Urano temia que algum de seus filhos tentasse roubar seu trono, então cada vez que seus filhos nasciam, Urano os colocava novamente no útero de Gaia. Ela persuadiu seus filhos a se revoltarem contra o pai. O líder foi Cronos, que, no momento em que Urano estava copulando, foi libertado e utilizou uma foice para cortar as genitálias do pai. O sangue de Urano ao cair na Terra gerou os mares, as montanhas, as florestas e as erínias, e o seu esperma gerou a deusa Afrodite. Cronos então liberta seus irmãos.

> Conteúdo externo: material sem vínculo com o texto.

PR #318, opened 2019-04-05
Support reverse proxy the NextCloud way

Toilal:
In some network configurations involving a reverse proxy, the base url generated by the underlying SAML library is not consistent with the way it's generated in NextCloud.

For example, it may generate `http://` urls instead of `https://` when the SSL Layer is handled by a proxy, even when NextCloud URLGenerator#getAbsoluteURL effectively generates `https://` urls.

This change setup SAML library to use the Server Protocol and Server Host as returned by the NextCloud Request object to build SAML urls properly.


hairmare:
Safari and Firefox both seem to currently display a security warning due to `http` only URLs in some redirects. It looks like this PR would fix the issue.

rullzer:
Right. It makes sense... let me see if I can do a test setup with this.

Toilal:
I have rebased on current master. @rullzer Have you made some tests with those changes ?

blizzz:
I am going through the open PRs and a there is a bunch of dusty ones here :sweat_smile: 

Rebased this one. I understand this is still relevant.

CarlSchwan (approved):

PR #320, opened 2019-04-09
adjust config to drone  1.0

blizzz:
* [x] master needs PHP > 7.0 https://github.com/nextcloud/docker-ci/pull/141

### DIFF
--- a/.drone.yml
+++ b/.drone.yml
@@ -1,138 +1,78 @@
+kind: pipeline
+name: compatibility
+
 clone:
-  git:
-    image: plugins/git
-    depth: 1
+  depth: 1
 
-pipeline:
-  check-app-compatbility:
+steps:
+  - name: app-code-check
     image: nextcloudci/php7.1:php7.1-16
     environment:
-      - APP_NAME=user_saml
-      - CORE_BRANCH=master
-      - DB=sqlite
+      APP_NAME: user_saml
+      CORE_BRANCH: master
+      DB: sqlite
     commands:
-      # Pre-setup steps
       - wget https://raw.githubusercontent.com/nextcloud/travis_ci/master/before_install.sh
       - bash ./before_install.sh $APP_NAME $CORE_BRANCH $DB
       - cd ../server
-
-      # Code checker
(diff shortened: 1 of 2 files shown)


.drone.yml
```diff
@@ -1,138 +1,181 @@
...
-      - DB=sqlite
+      APP_NAME=user_saml
+      CORE_BRANCH=master
+      DB=sqlite
     commands:
-      # Pre-setup steps
       - wget https://raw.githubusercontent.com/nextcloud/travis_ci/master/before_install.sh
       - bash ./before_install.sh $APP_NAME $CORE_BRANCH $DB
       - cd ../server
       - php ./build/signed-off-checker.php
```
nickvergessen: @rullzer can you enable DCO instead

MorrisJobke: It is already enabled.

blizzz: ah, DCO is enabled, lemme kill that

blizzz:
the integration tests were failing already before the drone mig for some time. Let's see whether this is a low hanging fruit.

blizzz:
> /usr/drone/bin/init: line 41: php: command not found 

It comes installed with the image however. I don't get this issue locally.

> - scl enable rh-php70 bash

This should start a new bash that has the software collection or whatever it is enabled. It works locally, but apparently not with drone. When I am out of that shell, php is also unavailable. The trick seems to be to source the software collection. Temporary commit pushed – for master we need a new image with a higher PHP version.

blizzz:
> `sudo: /opt/rh/rh-php70/root/usr/bin/php: command not found `

That is fixed with the changes in  tests/integration/features/bootstrap/FeatureContext.php. At least it seems the old version is used, since there the path was hard coded. @MorrisJobke does it make sense?

But it would fail for other another reason in 7.2.

MorrisJobke:
> That is fixed with the changes in tests/integration/features/bootstrap/FeatureContext.php. At least it seems the old version is used, since there the path was hard coded. @MorrisJobke does it make sense?

Yep - makes sense 👍

blizzz:
Then, let's merge  it and see what drone say afterwards

Issue #161, opened 2017-10-02
IDP-initiated Logout not working


alferca:
Login and sp-initiated logout seems working, although I can see some errors related with mcrypt in the log:
Function mcrypt_module_open() is deprecated at \
/var\/www\/html\/nextcloud\/apps\/user_saml\/3rdparty\/vendor\/onelogin\/php-saml\/extlib\/xmlseclibs\/xmlseclibs.php#319

IDP-initiated Logout is not working.

How is affecting the mcrypt errors? is there some workaround, or is it going to be solved?

Thanks

### Steps to reproduce
1. Log in with SSO/SAML
2. Start a IDP-initiated Logout
3. Check logout is effective

### Expected behaviour
Logout initiated from idp should result in a correct logout from the SP ( nextcloud ) server.

### Actual behaviour
logout message is not processed correctly by user_saml at SP ( nextcloud ) server

### Server configuration

**Operating system**:
CentOS Linux release 7.4.1708 (Core)

**Web server:**
httpd-2.4.6-67.el7.centos.2.x86_64

**Database:**
mariadb-server-5.5.56-2.el7.x86_64

**PHP version:**
php71w-mysqlnd-7.1.9-2.w7.x86_64
mod_php71w-7.1.9-2.w7.x86_64
php71w-imap-7.1.9-2.w7.x86_64
php71w-pecl-imagick-3.4.3-1.w7.x86_64
php71w-pdo-7.1.9-2.w7.x86_64
php71w-mcrypt-7.1.9-2.w7.x86_64
php71w-cli-7.1.9-2.w7.x86_64
php71w-mbstring-7.1.9-2.w7.x86_64
php71w-pspell-7.1.9-2.w7.x86_64
php71w-ldap-7.1.9-2.w7.x86_64
php71w-pear-1.10.4-1.w7.noarch
php71w-common-7.1.9-2.w7.x86_64
php71w-xml-7.1.9-2.w7.x86_64
php71w-gd-7.1.9-2.w7.x86_64
php71w-process-7.1.9-2.w7.x86_64

**Nextcloud version:** (see Nextcloud admin page)
  - version: 12.0.3.3

**Where did you install Nextcloud from:**
https://download.nextcloud.com/server/releases/nextcloud-12.0.3.zip

**List of activated apps:**

```
If you have access to your command line run e.g.:
sudo -u www-data php occ app:list
from within your Nextcloud installation folder
```
Enabled:
  - activity: 2.5.2
[...]

Issue #82, opened 2017-01-27
Allow HTTP-POST for single logout service


jaebischer:
My SAML IDP (Big-IP F5 APM) does only support HTTP-POST for single logout service. However Nextcloud does not accept POST requests to URL **/saml/sls**. Is it possible to support HTTP-POST requests for SAML single logout service?

LukasReschke:
That certainly makes sense and I'd be happy to review and accept a Pull Request on this. As the features that I'm working here for the SAML app is mainly influenced by [customer demand from Nextcloud GmbH customers](https://nextcloud.com/enterprise/) this is however not a priority for now.

So I won't have time to work on this on my own.

smidt:
Seems like the same issue here

fri-sch:
I have a fix (or maybe better call it a hack) for this issue: https://github.com/fri-sch/user_saml/commit/c8f6021057a558ef508c211eafc83b24833f437b

It's based on #334 and as soon as it is merged, I will send a PR for this.

PR #334, opened 2019-05-22
fix IDP-initiated Logout

DylannCordel:
cf #161 

With those websites configured to use SSO:

* `IDP`: the IDP / SSO service
* `N`: nextcloud instance
* `O` : an other website using the SSO

When user disconnect from site `O`, it send a request to `IDP`. `IDP` send a request to `N` (and all other websites where current user as a session opened) to disconnect the user on those websites too.

This PR fix this behaviour which was not working because of CRSF check which can not be valid in this scenario: validation must be done via the validation of the IDP SAML request.

### DIFF
--- a/lib/Controller/SAMLController.php
+++ b/lib/Controller/SAMLController.php
@@ -309,6 +309,7 @@ class SAMLController extends Controller {
 	}
 
 	/**
+	 * @PublicPage
 	 * @NoAdminRequired
 	 * @NoCSRFRequired
 	 *
@@ -316,25 +317,43 @@ class SAMLController extends Controller {
 	 * @throws Error
 	 */
 	public function singleLogoutService() {
+		$isFromGS = ($this->config->getSystemValue('gs.enabled', false) &&
+					 $this->config->getSystemValue('gss.mode', '') === 'master');
+		$isFromIDP = !$isFromGS && !empty($_GET['SAMLRequest']);
 
-		$pass = $this->request->passesCSRFCheck();
-		$isGlobalScaleEnabled = $this->config->getSystemValue('gs.enabled', false);
-		$gssMode = $this->config->getSystemValue('gss.mode', '');
-		if (!$pass && $isGlobalScaleEnabled && $gssMode === 'master') {
+		if($isFromIDP) {
+			// requests comes from the IDP so let it manage the logout
+			// (or raise Error if request is invalid)
+			$pass = True ;
+		} elseif($isFromGS) {
+			// Request is from master GlobalScale
+			// Request validity is check via a JSON Web Token
 			$jwt = $this->request->getParam('jwt', '');
 			$pass = $this->isValidJwt($jwt);
+		} else {
+			// standard request : need read CRSF check
+			$pass = $this->request->passesCSRFCheck();
 		}
 
 		if($pass) {
 			$idp = $this->session->get('user_saml.Idp');
 			$auth = new Auth($this->SAMLSettings->getOneLoginSettingsArray($idp));
-			$returnTo = null;
-			$parameters = array();
-			$nameId = $this->session->get('user_saml.samlNameId');
-			$sessionIndex = $this->session->get('user_saml.samlSessionIndex');
-			$this->userSession->logout();
-			$targetUrl = $auth->logout($returnTo, $parameters, $nameId, $sessionIndex, true);
-		} else {
+			$stay = true ; // $auth will return the redirect URL but won't perform the redirect himself
+			if($isFromIDP){
+				$keepLocalSession = true ; // do not let processSLO to delete the entire session. Let userSession->logout do the job
+				$targetUrl = $auth->processSLO($keepLocalSession, null, false, null, $stay);
+			} else {
+				// If request is not from IDP, we must send him the logout request
+				$parameters = array();
+				$nameId = $this->session->get('user_saml.samlNameId');
+				$sessionIndex = $this->session->get('user_saml.samlSessionIndex');
+				$targetUrl = $auth->logout(null, [], $nameId, $sessionIndex, $stay);
+			}
+			if(!empty($targetUrl) && !$auth->getLastErrorReason()){
+				$this->userSession->logout();
+			}
+		}
+		if(empty($targetUrl)){
 			$targetUrl = $this->urlGenerator->getAbsoluteURL('/');
 		}
 


lib/Controller/SAMLController.php
```diff
@@ -316,23 +316,37 @@ public function assertionConsumerService() {
...
+			// Request is from master GlobalScale
+			// Request validity is check via a JSON Web Token
 			$jwt = $this->request->getParam('jwt', '');
 			$pass = $this->isValidJwt($jwt);
-		}
-
-		if($pass) {
+		} else {
 			$idp = $this->session->get('user_saml.Idp');
 			$auth = new Auth($this->SAMLSettings->getOneLoginSettingsArray($idp));
```
rullzer: Moving this here makes the GS mode fail right @schiessle

lib/Controller/SAMLController.php
```diff
@@ -316,23 +316,37 @@ public function assertionConsumerService() {
 	 * @throws Error
```
rullzer: I Think we need `@PublicPage` as well

Else if you log out of Nextcloud and the SLO gets called for your user and thus you get redirected back to Nextcloud you won't be logged in. right?

lib/Controller/SAMLController.php
```diff
@@ -316,23 +316,37 @@ public function assertionConsumerService() {
...
+		}
+
+		if($pass){
+			$this->userSession->logout();
+			// If request is not from IDP, we must send him the logout request
 			$parameters = array();
 			$nameId = $this->session->get('user_saml.samlNameId');
 			$sessionIndex = $this->session->get('user_saml.samlSessionIndex');
-			$this->userSession->logout();
 			$targetUrl = $auth->logout($returnTo, $parameters, $nameId, $sessionIndex, true);
```
rullzer:
```suggestion
			$targetUrl = $auth->logout(null, $parameters, $nameId, $sessionIndex, true);
```

Since your removed '$returnTo' (which was always null anyways)

rullzer:
Thanks for this @DylannCordel cool stuff

rullzer:
@schiessle @blizzz if you test with onelogin be sure to configure it so that the SLO url configured in one login points to `<server>/apps/user_saml/saml/sls` then you can see it in action

lib/Controller/SAMLController.php
DylannCordel: :open_mouth: really sorry for this newbie mistake. Thanks for your code review, it's fixed in last commits.

lib/Controller/SAMLController.php
DylannCordel: Not sure this case can append but it makes sense to avoid a login request when a non logged user want to be disconnected :). Committed.

lib/Controller/SAMLController.php
```diff
@@ -309,31 +309,46 @@ public function assertionConsumerService() {
...
+				// processSLO will do the redirection himself
+				return $auth->processSLO();
+			}
+			// If request is not from IDP, we must send him the logout request
 			$parameters = array();
 			$nameId = $this->session->get('user_saml.samlNameId');
 			$sessionIndex = $this->session->get('user_saml.samlSessionIndex');
-			$this->userSession->logout();
-			$targetUrl = $auth->logout($returnTo, $parameters, $nameId, $sessionIndex, true);
+			$targetUrl = $auth->logout(null, $parameters, $nameId, $sessionIndex, true);
```
blizzz: while at it, you can also replace `$parameters` with a simple `[]`

schiessle:
looks good from the logic, didn't tested it yet.

One security concern: We accept now logout request from everywhere without verifying if it is a valid logout request. I wonder if we could use the data from the 'SAMLRequest' parameter to verify if it is a valid request (https://github.com/nextcloud/user_saml/pull/334/files#diff-08ab8d6da860d4cc7a5530b6414b0f6eR323)?

lib/Controller/SAMLController.php
DylannCordel: done :wink:

DylannCordel:
@schiessle you right. Last commit should solve this problem. I investigate a little deeper in code and saw processSLO was able to not perform the redirect itself. Now, session logout will only be called if performSLO was a success (that means IDP request was valid).

I still have a problem with a loop login redirection when disconnecting from nextcloud due to `if(!$this->request->passesStrictCookieCheck()) {`, from `beforeController` in `SecurityMiddleWare.php` but I believe it's not related to this issue. I'll confirm that today and create an other issue and PR if needed.

skjnldsv:
Hey there!
What is the status?
Can I help somehow? :)

DylannCordel:
just merged with master to stay up to date for testing.

skjnldsv:
@DylannCordel you need to sign your commits 😉

skjnldsv:
> just merged with master to stay up to date for testing.

It would have been better to rebase to master instead of pulling master :)

DylannCordel:
just corrected noise I introduced in commits :wink:

skjnldsv:
Testing on forks seems broken, I created a potential fix https://github.com/nextcloud/user_saml/pull/338

skjnldsv:
Tests are greeeen :D

skjnldsv:
@DylannCordel do you think you could add a few tests for your changes?

fri-sch:
Thanks a lot @DylannCordel for tackling this issue. I tested in on my instance and it works just fine!  
I had one more issue with my IdP (Keycloak), that was already reported here: #82. I prepared a fix/hack for this on top of this change (https://github.com/fri-sch/user_saml/commit/c8f6021057a558ef508c211eafc83b24833f437b) and will send a MR for it as soon as this one was merged.

skjnldsv:
@DylannCordel let's get this in?

DylannCordel:
@fri-sch thanks for feed-back.

@skjnldsv yes I can check how tests works in Nextcloud and try to add some soon. Concerning modifications of @fri-sch it looks good. How do you want to proceed ? Do I cherry-pick its commit to add it on the PR (or maybe @fri-sch can PR into webu/user_saml repo ?) or do you want two distinct PR on nextcloud/user_saml ?

skjnldsv:
@DylannCordel can you open a pr against this one?

DylannCordel:
@skjnldsv I'm sorry, I don't understand what I must do:

1. is it for tests you would like a new PR based on this one ? 
2. or is it for @fri-sch 's commit ? In this case, is'n't it better if it's @fri-sch who creates a PR based on my branch ?

Sorry for time loss :flushed:

skjnldsv:
> Sorry for time loss

No worries :)
I think I misunderstood. I thought you were asking if you should add the tests here or in another pr (which is fine to have here as well, but if you really wanted to separate the two, you could have created another pr to merge in thi sone).


Regarding @fri-sch's pr, both are fine really.
We can merge this one and have another pr for the rest of the work :)

skjnldsv:
Done, let's not wait too long :)
@fri-sch could you open your pull request?

fri-sch:
@skjnldsv I opened the PR: #340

Cronos casa-se com sua irmã titânide Reia. Antes de ser destronado, Urano profetizou que assim como ele, Cronos também seria derrotado por um de seus filhos. Com isso, Cronos exige que seus filhos sejam entregues um a um para que ele os devore e nossa mãe entrega todos menos o último, Zeus.

Que injusto, não?

Já adulto, Zeus se disfarça e dá a seu pai uma poção, que havia recebido de sua primeira esposa a titânide Métis, que o faz vomitar seus irmãos já adultos. Zeus, apoiado por nós, seus irmãos libertos, inicia a Titanomaquia. Nessa luta que durou dez anos, os deuses posicionaram-se no monte Olimpo e os titãs adversários, convocados por Cronos, no monte Ótris. Tivemos, ainda, a ajuda dos titãs hecatônquiros, gigantes e ciclopes que nos forneceram suas armas. A Zeus os raios, a Poseidon o tridente dele; e a mim, coube um capacete que me torna invisível.

Legal, né?

No primeiro ataque, do topo do monte Olimpo, Zeus joga um raio mortal nos titãs e nesse momento todo o planeta treme. De um lado os hecatônquiros arrancando pedras da montanha e jogando nos titãs. E de outro os titãs lutando com os demais deuses. Após anos de guerra, os olimpianos já estavam chegando à vitória, mas os titãs usam sua última arma e das profundezas do tártaro sai uma besta colossal e sombria, Tifão, uma criatura extremamente forte que desafia Zeus, um último desafio para os deuses reinarem sobre o universo. Horas se passaram de luta entre Tifão e Zeus, Zeus domina a luta e com um raio muito forte acerta Tifão, que cai de novo nas profundezas do Tártaro junto com os demais titãs, Enfim, Zeus se torna o rei do universo. Só que não acaba aí, pois logo em seguida, ocorreu outra guerra, a Gigantomaquia.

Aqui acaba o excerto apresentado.